Lacy, 30 (A Pregnancy and Relapse Story)

I’m 30 years old, nine months pregnant, less than two weeks from my due date, and last night I realized that I have relapsed into binge eating in the last few months to cope with the fear, the anxiety, the boredom, the depression that has come along with the end of my pregnancy.

I didn’t know I was a binge eater until I found your site a couple of years ago.  At the time, I would say I was in “remission.”  In addition to the binge eating, I have the flip side as well: compulsive dieting.  It took years for me to realize that the diets were as bad for me as my binges were, but again, when I found your site, I was committed to a “no more diets” rule, and doing pretty well. I looked on your blog as a resource to help keep me on the right path.

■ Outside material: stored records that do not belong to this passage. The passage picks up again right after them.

PR #470, opened 2022-07-19
dhcpv4: add a way to build an INFORM request from an offer

twelho:
Implements the `NewInformFromOffer` and `InformFromOffer` that allow sending INFORM requests based on the offer of an existing lease, similar to `NewRequestFromOffer` and `RequestFromOffer`. This is needed especially since the required `serverAddr` field is private, which hinders the external use of the current `NewInform` method.

Unit tests are provided for `NewInformFromOffer`, for both its broadcast and unicast variants according to [RFC 2131, Section 4.4.4](https://datatracker.ietf.org/doc/html/rfc2131#section-4.4.4).


twelho:
@pmazzini could this be reviewed and merged as well? As stated in https://github.com/insomniacslk/dhcp/pull/469 this is a blocker for https://github.com/siderolabs/talos/pull/5897 and thus the release of Talos v1.2.

dhcpv4/dhcpv4.go
```diff
@@ -248,6 +248,23 @@ func NewRequestFromOffer(offer *DHCPv4, modifiers ...Modifier) (*DHCPv4, error)
 	)...)
 }
 
+// NewInformFromOffer builds a new DHCPv4 Informational message from the given
+// offer with the specified hardware address.
+func NewInformFromOffer(offer *DHCPv4, modifiers ...Modifier) (*DHCPv4, error) {
+	xid, err := GenerateTransactionID()
```
pmazzini, line 254: I think this can be removed. It is called in the `New` below.

twelho: Good catch, fixed.

dhcpv4/nclient4/client.go
```diff
@@ -524,6 +524,35 @@ func (c *Client) RequestFromOffer(ctx context.Context, offer *dhcpv4.DHCPv4, mod
 	return lease, nil
 }
 
+// InformFromOffer sends an Inform request and waits for a response.
+func (c *Client) InformFromOffer(ctx context.Context, offer *dhcpv4.DHCPv4, modifiers ...dhcpv4.Modifier) (*dhcpv4.DHCPv4, error) {
```
pmazzini, line 528: This looks like a copy of `RequestFromOffer` except it is using `NewInformFromOffer`.
Can it be abstracted out to reuse code?

dhcpv4/dhcpv4.go
```diff
@@ -248,6 +248,17 @@ func NewRequestFromOffer(offer *DHCPv4, modifiers ...Modifier) (*DHCPv4, error)
 	)...)
 }
 
+// NewInformFromOffer builds a new DHCPv4 Informational message from the given
+// offer with the specified hardware address.
+func NewInformFromOffer(offer *DHCPv4, modifiers ...Modifier) (*DHCPv4, error) {
```
pmazzini, line 253: With this we end up having `NewInformForInterface`, `NewInform` and `NewInformFromOffer`.
Do we really need all of them?
Do we really need to create an Inform based on an offer?

dhcpv4/nclient4/client.go
twelho: It should be possible to reuse the `c.SendAndRead` part in the middle, so I'll do some refactoring.

twelho: The functionality has now been refactored into `TransactAckNak`.

dhcpv4/dhcpv4.go
twelho: You're right, we don't need all of them. The existing `NewInform` is sufficient, see the example in the updated description. I've removed `NewInformFromOffer`.

twelho:
I've now refactored this to allow using the existing `NewInform` instead of `NewInformFromOffer` (which has been removed) for sending INFORM requests from client applications. While sending the actual request was possible before using `SendAndRead`, its interface is too low-level for external consumers as it delegates internal DHCP tasks, such as verifying server identifiers and ACK/NAK, to the caller. `NewInform` (and others) can be made more usable by exposing the core logic of `RequestFromOffer`, which I have now moved to the new `TransactAckNak` function (better naming suggestions welcome). The example in the updated description shows that this approach provides sufficient abstraction so that client applications don't need to deal with transaction details.

dhcpv4/dhcpv4.go
```diff
@@ -222,8 +222,7 @@ func PrependModifiers(m []Modifier, other ...Modifier) []Modifier {
 // NewInform builds a new DHCPv4 Informational message with the specified
 // hardware address.
 func NewInform(hwaddr net.HardwareAddr, localIP net.IP, modifiers ...Modifier) (*DHCPv4, error) {
-	return New(PrependModifiers(
-		modifiers,
+	return New(PrependModifiers(modifiers,
```
pmazzini, line 225: Why is this changing?

dhcpv4/dhcpv4_test.go
```diff
@@ -355,6 +355,16 @@ func TestNewInform(t *testing.T) {
 	require.True(t, m.ClientIPAddr.Equal(localIP))
 }
 
+func TestDHCPv4NewInformWithModifier(t *testing.T) {
```
pmazzini, line 358: Any reason to add this new test if nothing changed in this code?

dhcpv4/nclient4/lease.go
```diff
@@ -65,8 +65,8 @@ func (c *Client) Renew(ctx context.Context, lease *Lease, modifiers ...dhcpv4.Mo
 	}
 	if response.MessageType() == dhcpv4.MessageTypeNak {
 		return &ErrNak{
-			Offer: lease.Offer,
-			Nak:   response,
+			Request: lease.Offer,
```
pmazzini, line 68: Why is this changing?

dhcpv4/dhcpv4.go
twelho: As mentioned in the updated description, to make it consistent with the neighboring functions such as `NewDiscovery`, `NewRequestFromOffer`, `NewRenewFromOffer` etc. All of them start with `return New(PrependModifiers(modifiers,`.

dhcpv4/dhcpv4_test.go
twelho: The use case in https://github.com/siderolabs/talos/pull/5897 (and the example in the updated description) requires supplying modifiers to `NewInform`, which has to date not been test-validated use case.

dhcpv4/nclient4/lease.go
twelho: `ErrNak` was previously used solely with request operations that supply an Offer, but this assumption is too restrictive for general use of a NAK error, thus the change from `Offer` to `Request`. This particular case however should pass in the request (which is a "superset" of the offer) instead of the offer directly. Fixed now.

dhcpv4/dhcpv4.go
pmazzini: I mean, nothing is changing in here other than removing a line. Is it needed? Can it be avoided to make this PR more clear?

dhcpv4/dhcpv4_test.go
pmazzini: Nothing changed in the `NewInform`. Do we really need a new test?

dhcpv4/nclient4/client.go
```diff
@@ -469,19 +469,35 @@ func (c *Client) DiscoverOffer(ctx context.Context, modifiers ...dhcpv4.Modifier
...
+		ACK:          response,
+		CreationTime: time.Now(),
+	}, nil
 }
 
 // ErrNak is returned if a DHCP server rejected our Request.
 type ErrNak struct {
-	Offer *dhcpv4.DHCPv4
-	Nak   *dhcpv4.DHCPv4
+	Request *dhcpv4.DHCPv4
```
pmazzini, line 499: Unless I am missing something, to me it only makes sense to store what the server returns.

dhcpv4/nclient4/lease.go
```diff
@@ -65,8 +65,8 @@ func (c *Client) Renew(ctx context.Context, lease *Lease, modifiers ...dhcpv4.Mo
 	}
 	if response.MessageType() == dhcpv4.MessageTypeNak {
 		return &ErrNak{
-			Offer: lease.Offer,
-			Nak:   response,
+			Request: request,
```
pmazzini, line 68: Unless I am missing something, to me it only makes sense to store what the server returns.

dhcpv4/dhcpv4.go
twelho: I can avoid it if desired, but in my opinion the tradeoff of making this PR slightly less clear in order to ultimately make the code clearer for all future contributors and maintainers is worth it. I felt like this change is topical for this PR instead of a separate one as I'm working on cleaning up `NewInform`, but in this end it is still your call if we keep it or remove it.

dhcpv4/dhcpv4_test.go
twelho: As I'm improving `NewInform` here, although I'm not changing its functionality (to maintain backwards compatibility), as a consumer of the function I would like to have strong guarantees that it functions properly in all advertised cases. Even though it is empirically known to work properly right now, the test guarantees that modifier support won't be accidentally broken in the future by either a direct or indirect change. I do also not think that `TestDHCPv4NewInformWithModifier` would measurably increase test runtime as it is very lightweight.

dhcpv4/nclient4/client.go
twelho: I can change `ErrNak` to only store `Nak`, but that is a more significant API change than renaming `Offer` to `Request` for any library consumer that might rely on the sent request being present in `ErrNak` for failure analysis etc. If you are sufficiently confident that this hasn't been a supported use case, then I'll go ahead and do the change.

dhcpv4/nclient4/lease.go
twelho: See https://github.com/insomniacslk/dhcp/pull/470#discussion_r967883390.

dhcpv4/dhcpv4_test.go
pmazzini: Is this strictly related to the title of this PR?

twelho: I've updated the title of this PR.

pmazzini: It would make more sense to me to have this in a separate PR instead of having such a long PR title :)

twelho: Right, I can do that as well if you prefer, I was just thinking that that causes a lot of very small PRs which might cause a lot of spam and be hard to keep track of. Regardless, I'll try to find the time in the next days to split this PR up so that every change that can be described in a short PR title gets its own PR.

twelho: Separated: https://github.com/insomniacslk/dhcp/pull/480

dhcpv4/dhcpv4.go
twelho: Separated: https://github.com/insomniacslk/dhcp/pull/481

dhcpv4/nclient4/lease.go
twelho: `Offer` has now been removed as per https://github.com/insomniacslk/dhcp/pull/470#discussion_r967865608.

dhcpv4/nclient4/client.go
twelho: `Offer` has now been removed.

dhcpv4/nclient4/lease.go
twelho: `Offer` has now been removed.

pmazzini:
> This branch has conflicts that must be resolved
> Conflicting files
> dhcpv4/nclient4/lease.go

twelho:
I've resolved the conflicts, could you take one more look at this (now that it's cleaned up) when you have time @pmazzini?

smira:
@pmazzini any chance you could review this one please?

dhcpv4/nclient4/client.go
```diff
@@ -469,19 +469,34 @@ func (c *Client) DiscoverOffer(ctx context.Context, modifiers ...dhcpv4.Modifier
...
+	return &Lease{
+		Offer:        offer,
+		ACK:          response,
+		CreationTime: time.Now(),
+	}, nil
 }
 
 // ErrNak is returned if a DHCP server rejected our Request.
 type ErrNak struct {
-	Offer *dhcpv4.DHCPv4
```
pmazzini, line 483: Why is this being removed?

twelho: `TransactAckNak` is more generic than `RequestFromOffer` for which that error type was originally defined, and does not take in an `offer` to pass into here. The original `offer` from `c.Request` is not passed into `TransactAckNak` (as it is unnecessary), thus I've omitted it from the `ErrNak` struct.

dhcpv4/nclient4/client.go
```diff
@@ -627,6 +609,35 @@ func (c *Client) SendAndRead(ctx context.Context, dest *net.UDPAddr, p *dhcpv4.D
...
+func (c *Client) TransactAckNak(ctx context.Context, request *dhcpv4.DHCPv4) (*dhcpv4.DHCPv4, error) {
+	matchers := []Matcher{IsMessageType(dhcpv4.MessageTypeAck, dhcpv4.MessageTypeNak)}
+
+	// Servers are supposed to only respond to Requests containing their server identifier,
+	// but sometimes non-compliant servers respond anyway.
+	// Clients are not required to validate this field. Servers are required to include
+	// the server identifier in their Offer per RFC 2131 Section 4.3.1 Table 3, but it is
+	// not mandatory for e.g. INFORM requests if the client does not explicitly request it.
+	identifier := request.ServerIdentifier()
+	if identifier != nil {
```
pmazzini, line 624: This logic is changing from what we had in `RequestFromOffer`. Is there any reason for it? When will a Servicer Indentifier be nil?

twelho: This change is to facilitate compatbility with INFORM requests. The comment right above the line to it explains the reason for why `ServerIdentifier` can be `nil`:

> Servers are required to include the server identifier in their Offer per RFC 2131 Section 4.3.1 Table 3, but it is not mandatory for e.g. INFORM requests if the client does not explicitly request it.

twelho: If the server has chosen not to send the identifier, it cannot be validated.

pmazzini: This is changing the previous behavior and relaxing the checks. If `RequestFromOffer` does not get a `ServerIdentifier` back, with this change it will not raise an error.

> If the server has chosen not to send the identifier

I thought this was not optional. Do you have any reference to the RFC about this?

pmazzini:
How about abstracting out the code you need to reuse from `RequestFromOffer` but without changing the `Request` function and still leaving a `RequestFromOffer` function.

pmazzini:
Why don't you create an `Inform` method instead of a `TransactAckNak` one?

dhcpv4/nclient4/client.go
twelho: You're right, it seems to not be optional. The server must always send the identifier for ACK/NAK as per RFC 2131 Section 4.3.1 Table 3, and DHCPINFORM follows the ACK parameters as defined in [Section 4.3.5](https://www.rfc-editor.org/rfc/rfc2131#section-4.3.5). Will fix.

twelho:
Good feedback, how about this:

- I've abstracted the needed ACK/NAK handling out to `TransactAckNak`, as is, from the original `RequestFromOffer`, and kept it so that `Request` needs no modifications. This should exactly match the existing behavior. 
- I've now created the `Inform` method in such a way that it should comply to the spec: the original case for making the server identifier check optional is that INFORM requests may not send the server identifier. However, as the identifier is now given to `TransactAckNak` separately, it can be correctly fed from the offer in case of both `Inform` and `Request` (which exactly matches the existing behavior).

Is this kind of structure acceptable?

twelho:
Description and example updated.

dhcpv4/nclient4/client.go
```diff
@@ -627,6 +628,29 @@ func (c *Client) SendAndRead(ctx context.Context, dest *net.UDPAddr, p *dhcpv4.D
 	return response, nil
 }
 
+// TransactAckNak exposes a higher-level API than SendAndRead for sending a given request (any type)
+// and receiving an ACK/NAK response. The server identifier is validated, responses are type checked,
+// and NAK responses are automatically returned as errors.
+func (c *Client) TransactAckNak(ctx context.Context, request *dhcpv4.DHCPv4, serverIdentifier net.IP) (*dhcpv4.DHCPv4, error) {
```
pmazzini, line 634: Does this need to be a public function?

dhcpv4/nclient4/client.go
```diff
@@ -478,10 +478,23 @@ func (c *Client) Request(ctx context.Context, modifiers ...dhcpv4.Modifier) (lea
 	return c.RequestFromOffer(ctx, offer, modifiers...)
 }
 
+// Inform sends an INFORM request based on information received in the given offer.
+// Returns the ACK response from the server on success, and an ErrNak error on failure.
+func (c *Client) Inform(ctx context.Context, offer *dhcpv4.DHCPv4, modifiers ...dhcpv4.Modifier) (*dhcpv4.DHCPv4, error) {
```
pmazzini, line 483: Is the inform always built from an offer?

dhcpv4/nclient4/client.go
twelho: Not necessarily, I've changed it to be private.

dhcpv4/nclient4/client.go
twelho: Essentially yes. The INFORM request requires the client to send its assigned IP in `ciaddr`, and, for consistency, we want to validate that the response to the inquiry comes from the same server that provided the offer (there was one mishap here which I've now fixed, INFORM requests are not allowed to contain the server identifier). Thus, taking in `offer` makes sense, since the client must have received an existing offer before being able to send INFORM requests (otherwise it should send a DISCOVER request).

dhcpv4/nclient4/client.go
```diff
@@ -502,21 +514,9 @@ func (c *Client) RequestFromOffer(ctx context.Context, offer *dhcpv4.DHCPv4, mod
...
 	}
 
-	// Servers are supposed to only respond to Requests containing their server identifier,
-	// but sometimes non-compliant servers respond anyway.
-	// Clients are not required to validate this field, but servers are required to
-	// include the server identifier in their Offer per RFC 2131 Section 4.3.1 Table 3.
-	response, err := c.SendAndRead(ctx, c.serverAddr, request, IsAll(
-		IsCorrectServer(offer.ServerIdentifier()),
-		IsMessageType(dhcpv4.MessageTypeAck, dhcpv4.MessageTypeNak)))
+	response, err := c.transactAckNak(ctx, request, offer.ServerIdentifier())
```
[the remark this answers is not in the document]
twelho: Sure, I can do that.

dhcpv4/nclient4/client.go
pmazzini: The RFC says the client may have obtained the address by some other means. Forcing to pass an offer here does not look right.

twelho: In that case the function needs to take in both the client IP and the server identifier for which it expects a response. I remember now that this is why I made the identifier check optional, but it is also OK for it to be mandatory. Should I keep the function and rename it to `InformFromOffer` and/or have `Inform` take in the client IP and server identifier directly (https://github.com/insomniacslk/dhcp/pull/470#discussion_r944275705)?

pmazzini: Actually this might not be bad - I'll take another look during the week

twelho: Any updates?

pmazzini: If we strict follow the RFC I think we should not force an offer as parameter here.

twelho: Alright, that would mean taking in the server identifier and the offered IP in `Inform`. It would also mean that there won't be anything sensible to put into the `Offer` field of `ErrNak`, should I leave it as `nil`?

twelho: Actually, in order to still use `transactAckNak`, I would need to make it process the server identifier independently of the offer if maintaining `ErrNak` as-is is desired...

pmazzini: Then something looks wrong and maybe we should not try to create a `transactAckNak` function.

In the A part of the DORA it makes sense to get it checked but not here.

twelho: Indeed, I combed through the spec one more time, and came to the same conclusion: INFORM requests are more akin to DISCOVERs that should not use previously acquired information to do validation. Since `c.serverAddr` is known, we can still use it to target the desired server using unicast as stated in the [spec](https://www.rfc-editor.org/rfc/rfc2131#section-4.4.3). Additionally, the only valid response to an INFORM request is an ACK, so we can indeed get rid of `transactAckNak`, which I've now done.

As a result, INFORM handling is now fully standalone. Does it make sense now?

dhcpv4/nclient4/client.go
```diff
@@ -478,6 +478,25 @@ func (c *Client) Request(ctx context.Context, modifiers ...dhcpv4.Modifier) (lea
 	return c.RequestFromOffer(ctx, offer, modifiers...)
 }
 
+// Inform sends an INFORM request using the given local IP.
+// Returns the ACK response from the server on success.
+func (c *Client) Inform(ctx context.Context, localIP net.IP, modifiers ...dhcpv4.Modifier) (*dhcpv4.DHCPv4, error) {
+	request, err := dhcpv4.NewInform(c.InterfaceAddr(), localIP, modifiers...)
```
pmazzini, line 484: Why not directly use `c.ifaceHWAddr` here?

pmazzini:
It is looking good now.

dhcpv4/nclient4/client.go
twelho: Good catch, updated.

twelho:
If everything's good now, can you merge?

pmazzini (approved):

All that changed as my body changed with pregnancy.  It was so hard to fight the fat feelings and negative voices, even when I knew that a lot of it really was a growing baby.  It has been so hard to go to the OB every month and be told I’ve gained too much weight, to stand on the scale and see the numbers skyrocket past my heaviest ever—and then to be told in no uncertain terms that I was NOT to go on a diet under any circumstances.

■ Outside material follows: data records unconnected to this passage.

PR #493, opened 2023-02-26
Improving test coverage before lazy parsing

hugelgupf:
Cover every part of message encoding and decoding.

Requires generics. Go 1.18.

New getters for 4RD & vendor class options


hugelgupf:
Stickler doesn't seem to like generics

pmazzini (approved):

PR #184, opened 2025-07-18
Revert "Remove unnecessary distributed calls in Dataloader setup (#140)"

kmontemayor2-sc:
This reverts commit 460a82910b4c913a0698ea02198c117df6202638.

Foolishly, I deleted all the feeds from blogs like yours from my feed reader, feeling like I didn’t want to be reminded that I was gaining weight all the time, with no recourse.

I tried to be healthy.  I tried to eat balanced meals and exercise as often as possible.  I walked and did prenatal yoga.  I started drinking V8 juices when I couldn’t even look at vegetables my first three months.  But in the last couple of months, I transitioned to working from home, part time, and suddenly, I had no more constraints by time or availability on what I could eat during the day.  If I was hungry (or sad, or bored), I could have two breakfasts, or two lunches.  I could snack all day, go out for fast food, bake cookies or brownies, cook whatever I was craving for dinner.  Four or five slices of Italian bread, toasted and slathered with butter; two, three, four glasses of milk; salsa and chips until my heart’s content; a dozen cookies fresh from the oven before my husband even got home from work.

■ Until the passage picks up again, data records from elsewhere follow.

PR #189, opened 2025-07-21
Add `hid_dim` and `out_dim` for examples

mkolodner-sc:
**Scope of work done**

We should add `hid_dim` and `out_dim` to our examples so that when folks copy over our code they can more easily start playing around with these levers. This also allows our MAG240M example to use these training/inference loops directly and still converge.

- Adds `hid_dim` and `out_dim` as trainer/inferencer args for our examples
- Some small comment improvements

### DIFF
--- a/examples/link_prediction/homogeneous_inference.py
+++ b/examples/link_prediction/homogeneous_inference.py
@@ -325,6 +325,9 @@ def _run_example_inference(
     inferencer_args = dict(gbml_config_pb_wrapper.inferencer_config.inferencer_args)
     inference_batch_size = gbml_config_pb_wrapper.inferencer_config.inference_batch_size
 
+    hid_dim = int(inferencer_args.get("hid_dim", "16"))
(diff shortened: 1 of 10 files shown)


examples/link_prediction/homogeneous_inference.py
```diff
@@ -367,19 +370,21 @@ def _run_example_inference(
...
-            master_default_process_group_port,
-            embedding_output_gcs_folder,
-            model_uri,
-            inference_batch_size,
-            dataset,
-            inferencer_args,
-            graph_metadata.homogeneous_node_type,
-            node_feature_dim,
-            edge_feature_dim,
+            local_world_size,  # local_world_size
```
mkolodner-sc, line 373: Looks like we forgot to add the corresponding var names for this file -- added it here

kmontemayor2-sc: Thanks Matt!

PR #191, opened 2025-07-21
Update HGT model to handle differently ordered edge types

mkolodner-sc:
**Scope of work done**

This was a tricky one. When we initialize a HGTConv layer, we provide some edge types, which it uses to create an offset mapping for each edge type. When we forward some `data.edge_index_dict` through this layer, we require that the edge types there have the same order as the edge types in the constructor, otherwise the offsets will be off. For large graphs, this will lead to indexing errors during segmented matrix multiplication [[1](https://pyg-lib.readthedocs.io/en/stable/_modules/pyg_lib/ops.html#segment_matmul)] as such
```
split_with_sizes expects split_sizes have only non-negative entries, but got split_sizes=[66491, -41288, 41288, 66491, 0, 0]
```

which is caused by the `ptr` tensor being in a non-ascending order` 

For smaller graphs, segmented matrix multiplication is not used (based on some heuristic in PyG, see torch_geometric.backend.use_segment_matmul in [[2](https://pytorch-geometric.readthedocs.io/en/2.5.1/_modules/torch_geometric/nn/dense/linear.html#HeteroLinear)]) and we don't observe the above error when the indexing is incorrect, which is why we haven't observed this error prior and only instead when we were using MAG240M with larger batch sizes. Even in the small graph case though, the indices are still wrong and likely lead to incorrect forward passes, hurting the model performance.

[[3](https://pytorch-geometric.readthedocs.io/en/latest/_modules/torch_geometric/nn/conv/hgt_conv.html#HGTConv)]

This fix was validated on a MAG240M run which was previously failing due to the above issue. 

### DIFF
--- a/python/gigl/src/common/models/pyg/heterogeneous.py
+++ b/python/gigl/src/common/models/pyg/heterogeneous.py
@@ -95,9 +95,9 @@ class HGT(nn.Module):
         # The HGTConv layer requires that the edge index dictionary during forward is in the same order
         # as the edge types that the were provided to the model during initialization. Otherwise, we may run into
         # indexing errors with the HeteroLinear layer inside of the HGTConv.
-        if sorted(self._edge_types) != sorted(data.edge_index_dict):
+        if sorted(self._edge_types) != sorted(data.edge_index_dic.keys()):
             raise ValueError(
-                f"Found mismatching edge types between HGTConv initialized edge types {self._edge_types} and HeteroData edge types {sorted(data.edge_index_dict)}"
+                f"Found mismatching edge types between HGTConv initialized edge types {self._edge_types} and HeteroData edge types {sorted(data.edge_index_dict)}. These must be the same."
             )
         edge_index_dict = {
             edge_type: data.edge_index_dict[edge_type] for edge_type in self._edge_types
--- a/python/gigl/src/common/models/pyg/heterogeneous.py
+++ b/python/gigl/src/common/models/pyg/heterogeneous.py
@@ -92,10 +92,14 @@ class HGT(nn.Module):
                 for node_type, x in node_type_to_features_dict.items()
             }
 
-        # The HGTConv layer requires that the edge index dictionary during forward is in the same order
-        # as the edge types that the were provided to the model during initialization. Otherwise, we may run into
-        # indexing errors with the HeteroLinear layer inside of the HGTConv.
-        if sorted(self._edge_types) != sorted(data.edge_index_dic.keys()):
+        # When we initialize a HGTConv layer, we provide some edge types, which it uses to create an offset mapping for
+        # each edge type. When we forward some data.edge_index_dict through this layer, we require that the edge types
+        # there have the same order as the edge types in the constructor, otherwise the offsets will be off. For large graphs,
+        # this will lead to indexing errors during segmented matrix multiplication. For smaller graphs, segmented matrix
+        # multiplication is not used (based on some heuristic in PyG) and we don't observe this error. However, the indices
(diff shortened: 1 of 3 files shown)


python/tests/unit/module/models_test.py
kmontemayor2-sc, line 1: can we put these changes in `python/tests/unit/src/common/models/pyg/heterogeneous_test.py`

Let's be consistent about where we place the tests for different things?

python/gigl/src/common/models/pyg/heterogeneous.py
```diff
@@ -92,14 +92,25 @@ def forward(
                 for node_type, x in node_type_to_features_dict.items()
             }
 
+        # The HGTConv layer requires that the edge index dictionary during forward is in the same order
+        # as the edge types that the were provided to the model during initialization. Otherwise, we may run into
+        # indexing errors with the HeteroLinear layer inside of the HGTConv.
```
kmontemayor2-sc, line 97: meta comment: I like the description and detail you put into the pr description, I think it helps say *why* we make these checks, etc, can we move some of that over?

python/tests/unit/module/models_test.py
```diff
@@ -136,5 +138,72 @@ def test_unwrap_from_ddp(self):
         self.assertIs(unwrapped.decoder, decoder)
 
 
+class TestHGT(unittest.TestCase):
+    def setUp(self):
+        # Set this field to True so that it will be able to raise error if the HGTConv forward pass does not behave as expected
+        torch_geometric.backend.use_segment_matmul = True
+
+    def test_hgt_forward(self):
```
kmontemayor2-sc, line 146: should we also test for the error case? https://github.com/Snapchat/GiGL/pull/191/files#diff-40e5bd9670955a06ee468ef4c430fb7937acde3dc40191f4b74f25fb56436b5eR98-R100

python/tests/unit/module/models_test.py
```diff
@@ -136,5 +138,72 @@ def test_unwrap_from_ddp(self):
         self.assertIs(unwrapped.decoder, decoder)
 
 
+class TestHGT(unittest.TestCase):
+    def setUp(self):
+        # Set this field to True so that it will be able to raise error if the HGTConv forward pass does not behave as expected
+        torch_geometric.backend.use_segment_matmul = True
```
kmontemayor2-sc, line 144: can we store the original value for this and then reset in tearDown().

Also we should call `super().setUp()` as best practice.

kmontemayor2-sc (approved):
LGTM - though we should create the new test file - it can get hairy to maintain if we're not consistent about the business logic <=> test logic path mapping.

python/tests/unit/src/common/models/pyg/heterogeneous_test.py
```diff
@@ -0,0 +1,93 @@
...
+        with self.assertRaises(ValueError):
+            data.edge_index_dict = {
+                location_to_item_edge_type: torch.tensor([[0, 1, 2, 3], [0, 1, 2, 0]]),
+                user_to_user_edge_type: torch.tensor([[0, 1], [1, 0]]),
+            }
+            encoder(
+                data=data,
+                output_node_types=[user_node_type, item_node_type, location_node_type],
+                device=torch.device("cpu"),
+            )
```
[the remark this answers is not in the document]
mkolodner-sc: I initially did it this way, but ended up avoiding doing this in this case to reduce duplicity with the other fields which are redundantly initialized between the two tests, such as the HGT model -- is this blocking the PR merge?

I chalked it all up to pregnancy, to hormones.  I even told myself it was OK to soothe myself with food—for now—because pregnancy was such a hard transition in my life.  I told myself that it was a special circumstance.  When I cried because I was so despondent at all the weight I was gaining, I told myself to let it go, to lighten up, that it was natural, “all baby.”

And then, last night, my husband made an innocuous little joke about my weight as he helped me out of a chair—on our way to go make cookies in the kitchen—and it was like the straw that broke the camel’s back.  It didn’t happen all at once; we made cookies, and I ate half a dozen before going upstairs, getting in the shower, and sobbing as my heart was breaking.

I’ve done it again.  I’ve allowed myself to be sucked into the vortex of emotional eating, thinking in the short run it would make me feel better.  And now I will have to deal with the consequences of the weight I’ve gained—and it is not just baby weight, but weight all over my body.  Weight I will have to try, once again to lose.  I stood in the shower and my mind immediately raced to all the diets I could try.  I tried to think of what would be the most healthy for baby as I breastfeed in the coming months, but that would also allow the weight to come off as quickly as possible.  Vegan.  Low carb.  Stick to exactly the number of calories my doctor says I need per day to feed myself and my child.

And then, I had to cry some more, because I recognized the same old tapes playing in my head, the same old messages that got me in so, so deep before.  The very things I had worked so hard to overcome.

So now, I don’t know what to do.  My logical, rational brain knows that I need to focus solely on having a healthy baby, and then taking care of both of us for at least six weeks or more after she is born—even though I want to start dieting now, today.  But then what?  How do I move past these messages that have been etched into my brain so deeply, that even when I thought I had conquered them, thought I had erased them, they resurface, bold as ever?  How do I get past this and not pass this disease on to my daughter??  I want so badly to be strong and healthy and well for her, but right now I cannot see how to get there.

I don’t know who to talk to.  I don’t want to worry my family and friends.  I don’t know that they could do anything for me anyway at this point.  I am feeling extremely lost, so I’m turning back to the positive messages I know exist, like your blog.  I’m hoping they will help lead me through the dark.

2 Responses to Lacy, 30 (A Pregnancy and Relapse Story)

  1. […] nine months pregnant, that spurred me to talk about my own pregnancy issues with all of you. (Read Lacy’s story […]

  2. Jewell says:

    When I read these stories, I feel like I wrote them myself.